Please Note: This article is written for users of the following Microsoft Word versions: 2007 and 2010. If you are using an earlier version (Word 2003 or earlier), this tip may not work for you. For a version of this tip written specifically for earlier versions of Word, click here: Applying Bold Italics.

Applying Bold Italics

by Allen Wyatt
(last updated December 25, 2015)

5

As I am formatting documents, there are many times I need a particular word or passage to be formatted in both bold and italics. Word includes tools (on the Home tab of the ribbon) that apply bold and italics, but not bold italics. I got tired of doing two clicks, so I created my own tool to apply both formats at once. The resulting macro can then be assigned to the Quick Access Toolbar.

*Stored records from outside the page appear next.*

PR #327, opened 2017-02-23
Fix areas only copying namespace names

jzelinskie:
When performing the first vulnerability update, the namespaces being inserted for all the vulnerabilities are having their version format stripped.

This address this issue by ensuring that the whole namespace is copied when being reassigned.


Quentin-M (approved):
assuming that's the only place we do that

Quentin-M:
Thanks.

PR #328, opened 2017-02-23
Move Hyperclair link to Clairctl

jgsqware:
github.com/wemanity-belgium/hyperclair is deprecated.
the new tool is located there: github.com/jgsqware/clairctl and the development continue there too

### DIFF
--- a/README.md
+++ b/README.md
@@ -208,6 +208,6 @@ To expose the new behavior, unqualified imports to the package must be added in 
 
 - [Quay](https://quay.io): the first container registry to integrate with Clair
 - [Dockyard](https://github.com/containerops/dockyard): an open source container registry with Clair integration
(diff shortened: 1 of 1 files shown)


jzelinskie:
Are we still going to make an effort to merge repositories at some point or are we going to keep them separate? I'd really like to remove basically everything in the `contrib` directory because they aren't all complete solutions and vendor old versions of Clair inside Clair's own git repository.

jgsqware:
I would prefer finally to integrate it in Clair repo, like we have for
kubernetes and kubectl.
I had a lot of difficulties to reintegrate with Clair due to cross
dependencies and we probably need to discuss how to address that
especially.
The current version on clairctl works better so I can take time to try to
reintagrate it

Le jeu. 23 févr. 2017 19:23, Jimmy Zelinskie <notifications@github.com> a
écrit :

jzelinskie (approved):
Sounds good, I'll close the other PR

Issue #313, opened 2017-01-27
Add support for Alpine Linux 3.5


jzelinskie:
These vulnerabilities are now available in the database, but need to explicitly be added to the Clair codebase.

mattmoor:
It is notable that the v3.5/main.yaml is currently malformed (it has a few tabs).  I have reached out to the maintainer about fixing this.

jzelinskie:
Fixed by #316

PR #341, opened 2017-03-06
add Alpine 3.5 Data Source Readme

pizzarabe:
Support for Alpine 3.5 was fixed with https://github.com/coreos/clair/issues/313, but the Readme does not contain Alpine 3.5


jzelinskie (approved):
Looks good! Thanks!

PR #342, opened 2017-03-07
fix an error produced by analyze-local-images remotely

### LINKED ISSUE #336: analyze-local-images remotely produces an error
I have a clair running on a server and I'm trying to scan an image that is local on a different server but I'm getting an error. As an example, I've simply pulled the latest mysql and these are the logs:

2017-03-01 18:06:33.293256 I | Saving mysql:latest to local disk (this may take some time)
2017-03-01 18:06:38.454858 I | Retrieving image history
2017-03-01 18:06:38.455120 I | Setting up HTTP server (allowing: **********)
2017-03-01 18:06:38.555234 I | Analyzing 11 layers... 
2017-03-01 18:06:38.555255 I | Analyzing 5e080092760e09c12b8ef50fdce5affaee2c854ba09fc7257f795d61b6dac3f2
2017-03-01 18:06:39.327722 I | Could not analyze layer: Got response 400 with message {"Error":{"Message":"could not find layer"}}
exit status 1

ruokai-lai:
scripts: fix an error produced by analyze-local-images remotely

We are getting the error, Could not analyze layer: Got response 400 with message {"Error":{"Message":"could not find layer"}}, because the script only allow endpoint (from -endpoint) to access our local data. However, the logic only match ip address, which mean if you use anlayze-local-images -endpoint http://<dns-name>:6060 xxx, it will fails. The fix is to remove the restriction. 

Fixes #336

### DIFF
--- a/contrib/analyze-local-images/main.go
+++ b/contrib/analyze-local-images/main.go
@@ -23,6 +23,7 @@ import (
 	"fmt"
 	"io/ioutil"
 	"log"
+	"net"
 	"net/http"
 	"os"
 	"os/exec"
@@ -172,7 +173,7 @@ func AnalyzeLocalImage(imageName string, minSeverity types.Priority, endpoint, m
 		log.Printf("Setting up HTTP server (allowing: %s)\n", allowedHost)
 
 		ch := make(chan error)
-		go listenHTTP(tmpPath, ch)
+		go listenHTTP(tmpPath, allowedHost, ch)
 		select {
 		case err := <-ch:
 			return fmt.Errorf("An error occured when starting HTTP server: %s", err)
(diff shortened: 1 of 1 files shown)


Quentin-M:
Hi,

Thanks for the contribution. I understand the purpose of this PR. `analyze-local-images` is a limited tool aimed at helping new comers. I am a bit worried that removing the restriction altogether represents a security issue (even though this tool is definitely not secure already, nor not meant to be) and encourage users to use that tool more broadly / remotely.

Maybe we could come with a better policy / parsing instead?

ruokai-lai:
hi @Quentin-M ,

Instead of removing the security check, I change the match logic.

jzelinskie:
This tool was removed from our repository, so this PR is no longer necessary.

The simplest way to do this is with a macro as follows:

Sub BoldItalics1()
    Selection.Font.Bold = True
    Selection.Font.Italic = True
End Sub

This macro turns on the attributes, but it doesn't do any toggling. In other words, you can't turn off bold italics by using the same macro, as you can with the individual Bold and Italics tools. This led to the "next generation" macro, which checks to see the state of the selected text before making any changes:

Sub BoldItalics2()
    Dim BIStatus As Integer

    BIStatus = 0
    If Selection.Font.Bold Then BIStatus = BIStatus + 1
    If Selection.Font.Italic Then BIStatus = BIStatus + 1

    If BIStatus = 0 Then
        Selection.Font.Bold = True
        Selection.Font.Italic = True
    End If
    If BIStatus = 1 Then
        Selection.Font.Bold = True
        Selection.Font.Italic = True
    End If
    If BIStatus = 2 Then
        Selection.Font.Bold = False
        Selection.Font.Italic = False
    End If
End Sub

The first lines of the macro increment a variable (BIStatus) depending on whether the Bold or Italic properties are set for the selection. When these lines are complete, BIStatus will be 0 if the selected text is neither bold nor italic, 1 if it is either bold or italic, or 2 if it is both bold and italic.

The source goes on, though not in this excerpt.